Stored data below:
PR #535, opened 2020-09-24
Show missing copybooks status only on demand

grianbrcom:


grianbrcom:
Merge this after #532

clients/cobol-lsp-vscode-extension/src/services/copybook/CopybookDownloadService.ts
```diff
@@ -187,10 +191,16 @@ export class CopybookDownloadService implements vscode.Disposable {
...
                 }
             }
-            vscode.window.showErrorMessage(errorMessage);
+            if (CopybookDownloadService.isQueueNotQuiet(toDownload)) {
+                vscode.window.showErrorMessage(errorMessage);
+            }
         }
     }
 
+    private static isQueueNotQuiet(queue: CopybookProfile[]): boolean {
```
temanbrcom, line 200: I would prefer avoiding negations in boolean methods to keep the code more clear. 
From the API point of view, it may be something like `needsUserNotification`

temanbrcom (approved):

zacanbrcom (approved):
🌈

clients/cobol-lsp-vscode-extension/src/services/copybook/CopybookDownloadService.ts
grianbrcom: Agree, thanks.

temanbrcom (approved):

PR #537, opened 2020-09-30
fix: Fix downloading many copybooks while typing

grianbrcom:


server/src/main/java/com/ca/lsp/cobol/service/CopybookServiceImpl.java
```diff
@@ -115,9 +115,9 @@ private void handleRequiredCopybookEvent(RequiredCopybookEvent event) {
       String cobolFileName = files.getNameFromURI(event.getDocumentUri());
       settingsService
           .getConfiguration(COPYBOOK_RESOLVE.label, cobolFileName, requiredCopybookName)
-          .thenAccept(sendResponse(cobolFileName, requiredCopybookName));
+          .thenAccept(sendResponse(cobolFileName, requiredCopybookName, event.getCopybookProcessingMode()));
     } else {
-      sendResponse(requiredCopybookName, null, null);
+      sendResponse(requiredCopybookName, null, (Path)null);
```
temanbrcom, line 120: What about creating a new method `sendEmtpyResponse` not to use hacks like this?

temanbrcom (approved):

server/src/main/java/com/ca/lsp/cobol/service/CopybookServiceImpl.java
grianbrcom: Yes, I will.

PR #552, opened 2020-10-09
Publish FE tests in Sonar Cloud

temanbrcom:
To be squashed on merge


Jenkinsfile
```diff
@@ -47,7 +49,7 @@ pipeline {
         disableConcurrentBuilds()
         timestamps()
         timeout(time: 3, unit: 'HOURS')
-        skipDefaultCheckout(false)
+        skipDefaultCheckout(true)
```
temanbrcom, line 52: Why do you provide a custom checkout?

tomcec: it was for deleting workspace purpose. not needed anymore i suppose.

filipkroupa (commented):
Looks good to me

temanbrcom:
End of Stored data.
Stored data below:
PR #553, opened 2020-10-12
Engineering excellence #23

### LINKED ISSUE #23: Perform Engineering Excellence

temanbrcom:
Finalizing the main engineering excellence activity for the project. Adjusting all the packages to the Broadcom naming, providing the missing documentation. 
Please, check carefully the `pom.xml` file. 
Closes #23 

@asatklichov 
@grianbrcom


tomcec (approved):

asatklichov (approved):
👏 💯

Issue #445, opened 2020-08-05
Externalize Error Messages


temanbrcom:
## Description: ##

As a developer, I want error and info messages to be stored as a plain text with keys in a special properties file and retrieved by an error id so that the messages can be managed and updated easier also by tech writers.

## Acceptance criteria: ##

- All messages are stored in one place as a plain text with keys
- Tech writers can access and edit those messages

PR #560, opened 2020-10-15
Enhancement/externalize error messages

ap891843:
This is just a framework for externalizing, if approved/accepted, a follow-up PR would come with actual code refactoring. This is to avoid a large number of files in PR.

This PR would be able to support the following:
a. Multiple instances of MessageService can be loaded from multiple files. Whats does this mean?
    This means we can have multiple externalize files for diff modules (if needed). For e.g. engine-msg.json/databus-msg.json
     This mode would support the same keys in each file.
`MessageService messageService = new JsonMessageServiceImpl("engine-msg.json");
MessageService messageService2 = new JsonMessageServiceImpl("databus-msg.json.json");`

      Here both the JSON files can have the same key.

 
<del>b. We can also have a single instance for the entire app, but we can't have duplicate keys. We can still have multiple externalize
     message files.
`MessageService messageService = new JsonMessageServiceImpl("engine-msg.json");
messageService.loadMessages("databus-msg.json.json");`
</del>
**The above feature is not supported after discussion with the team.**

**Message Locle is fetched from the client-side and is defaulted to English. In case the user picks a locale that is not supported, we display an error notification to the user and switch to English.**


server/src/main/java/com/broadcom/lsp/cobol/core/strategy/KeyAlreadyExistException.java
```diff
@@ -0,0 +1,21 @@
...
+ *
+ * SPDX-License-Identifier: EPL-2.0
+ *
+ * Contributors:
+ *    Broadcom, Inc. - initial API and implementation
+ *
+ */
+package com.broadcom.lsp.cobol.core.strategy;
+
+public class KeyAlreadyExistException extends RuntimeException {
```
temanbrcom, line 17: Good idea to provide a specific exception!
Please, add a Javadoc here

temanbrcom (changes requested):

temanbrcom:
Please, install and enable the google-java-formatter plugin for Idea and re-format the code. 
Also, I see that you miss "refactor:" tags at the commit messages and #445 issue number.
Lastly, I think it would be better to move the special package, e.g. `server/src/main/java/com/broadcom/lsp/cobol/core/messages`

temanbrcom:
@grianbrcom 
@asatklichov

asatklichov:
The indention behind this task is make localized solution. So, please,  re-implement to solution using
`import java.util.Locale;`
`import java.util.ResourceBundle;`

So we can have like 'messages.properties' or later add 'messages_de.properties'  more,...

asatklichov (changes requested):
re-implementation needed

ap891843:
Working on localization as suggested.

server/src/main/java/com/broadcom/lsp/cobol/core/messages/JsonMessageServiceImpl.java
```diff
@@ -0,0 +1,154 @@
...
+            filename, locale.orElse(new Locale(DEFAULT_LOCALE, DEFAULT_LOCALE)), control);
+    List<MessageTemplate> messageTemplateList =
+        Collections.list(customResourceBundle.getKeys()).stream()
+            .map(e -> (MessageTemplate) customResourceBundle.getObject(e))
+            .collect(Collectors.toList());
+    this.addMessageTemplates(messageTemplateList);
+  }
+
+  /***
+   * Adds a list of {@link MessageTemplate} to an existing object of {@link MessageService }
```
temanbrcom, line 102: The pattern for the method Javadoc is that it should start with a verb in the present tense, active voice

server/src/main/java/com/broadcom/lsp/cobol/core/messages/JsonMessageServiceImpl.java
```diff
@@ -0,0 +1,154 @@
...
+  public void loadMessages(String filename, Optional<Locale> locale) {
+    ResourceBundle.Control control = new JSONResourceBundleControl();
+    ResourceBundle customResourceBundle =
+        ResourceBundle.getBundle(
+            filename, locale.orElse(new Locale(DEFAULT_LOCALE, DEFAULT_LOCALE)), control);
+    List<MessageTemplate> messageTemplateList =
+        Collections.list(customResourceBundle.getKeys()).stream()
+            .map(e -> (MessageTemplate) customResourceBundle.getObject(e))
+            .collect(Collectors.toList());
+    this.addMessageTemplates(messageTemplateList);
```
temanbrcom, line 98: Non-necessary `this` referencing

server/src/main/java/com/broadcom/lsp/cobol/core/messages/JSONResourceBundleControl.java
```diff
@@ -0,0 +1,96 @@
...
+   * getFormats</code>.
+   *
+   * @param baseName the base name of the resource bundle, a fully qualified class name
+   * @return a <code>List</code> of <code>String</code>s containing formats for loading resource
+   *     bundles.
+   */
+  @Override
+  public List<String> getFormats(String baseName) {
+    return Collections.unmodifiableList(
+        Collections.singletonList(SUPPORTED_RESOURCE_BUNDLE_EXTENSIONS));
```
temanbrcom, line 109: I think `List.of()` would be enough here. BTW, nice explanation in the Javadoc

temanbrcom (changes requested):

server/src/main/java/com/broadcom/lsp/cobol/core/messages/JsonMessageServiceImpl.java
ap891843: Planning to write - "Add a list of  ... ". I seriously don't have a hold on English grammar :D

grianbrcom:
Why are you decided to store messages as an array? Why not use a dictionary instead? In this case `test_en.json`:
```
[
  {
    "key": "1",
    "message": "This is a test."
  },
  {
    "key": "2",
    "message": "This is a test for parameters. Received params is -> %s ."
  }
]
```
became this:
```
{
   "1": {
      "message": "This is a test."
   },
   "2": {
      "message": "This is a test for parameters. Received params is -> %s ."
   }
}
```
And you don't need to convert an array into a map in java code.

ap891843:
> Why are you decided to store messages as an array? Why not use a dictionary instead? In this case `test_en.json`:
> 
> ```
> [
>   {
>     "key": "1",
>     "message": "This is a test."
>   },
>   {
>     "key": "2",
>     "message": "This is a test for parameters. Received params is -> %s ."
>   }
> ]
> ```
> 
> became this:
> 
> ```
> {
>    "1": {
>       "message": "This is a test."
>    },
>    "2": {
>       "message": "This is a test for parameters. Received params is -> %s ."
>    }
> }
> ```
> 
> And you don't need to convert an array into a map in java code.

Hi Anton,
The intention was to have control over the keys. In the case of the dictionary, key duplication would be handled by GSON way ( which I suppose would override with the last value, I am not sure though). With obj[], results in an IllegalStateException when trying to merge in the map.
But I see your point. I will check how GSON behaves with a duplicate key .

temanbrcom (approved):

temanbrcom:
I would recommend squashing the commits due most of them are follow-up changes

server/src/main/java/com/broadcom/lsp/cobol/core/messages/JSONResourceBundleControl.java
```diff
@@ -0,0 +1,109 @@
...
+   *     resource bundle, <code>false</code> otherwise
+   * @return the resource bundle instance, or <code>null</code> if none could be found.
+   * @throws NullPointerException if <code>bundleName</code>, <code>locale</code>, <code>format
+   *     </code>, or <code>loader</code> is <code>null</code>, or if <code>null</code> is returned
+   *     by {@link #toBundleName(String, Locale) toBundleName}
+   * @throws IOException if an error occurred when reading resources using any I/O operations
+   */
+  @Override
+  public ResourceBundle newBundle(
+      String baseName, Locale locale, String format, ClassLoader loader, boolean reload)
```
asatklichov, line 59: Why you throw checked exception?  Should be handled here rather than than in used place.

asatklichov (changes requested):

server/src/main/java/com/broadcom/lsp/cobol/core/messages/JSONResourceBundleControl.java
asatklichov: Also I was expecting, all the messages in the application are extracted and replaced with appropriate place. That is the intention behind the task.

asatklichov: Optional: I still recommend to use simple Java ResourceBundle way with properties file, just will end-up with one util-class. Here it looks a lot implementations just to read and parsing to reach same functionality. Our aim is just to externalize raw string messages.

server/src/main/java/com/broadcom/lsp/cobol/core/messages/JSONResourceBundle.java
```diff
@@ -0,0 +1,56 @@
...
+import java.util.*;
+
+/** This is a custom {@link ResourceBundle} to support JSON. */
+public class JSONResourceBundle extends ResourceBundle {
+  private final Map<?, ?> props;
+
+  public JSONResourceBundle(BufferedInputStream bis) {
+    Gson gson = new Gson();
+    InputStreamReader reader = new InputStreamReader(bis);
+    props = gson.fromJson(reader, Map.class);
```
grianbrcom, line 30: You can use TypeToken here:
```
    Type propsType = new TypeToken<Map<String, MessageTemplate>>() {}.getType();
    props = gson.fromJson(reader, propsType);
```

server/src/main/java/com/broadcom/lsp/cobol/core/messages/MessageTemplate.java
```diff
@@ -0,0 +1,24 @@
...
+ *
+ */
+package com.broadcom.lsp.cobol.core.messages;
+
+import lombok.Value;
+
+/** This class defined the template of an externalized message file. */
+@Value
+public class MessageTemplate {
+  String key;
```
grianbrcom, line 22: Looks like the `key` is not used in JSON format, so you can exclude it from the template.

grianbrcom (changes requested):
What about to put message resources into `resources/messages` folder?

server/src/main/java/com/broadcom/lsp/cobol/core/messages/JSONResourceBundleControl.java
End of Stored data.
## What the exercise asks:
Scan the entries above and return each line that holds "used".

## Your response:
asatklichov, line 59: Why you throw checked exception?  Should be handled here rather than than in used place.
grianbrcom, line 22: Looks like the `key` is not used in JSON format, so you can exclude it from the template.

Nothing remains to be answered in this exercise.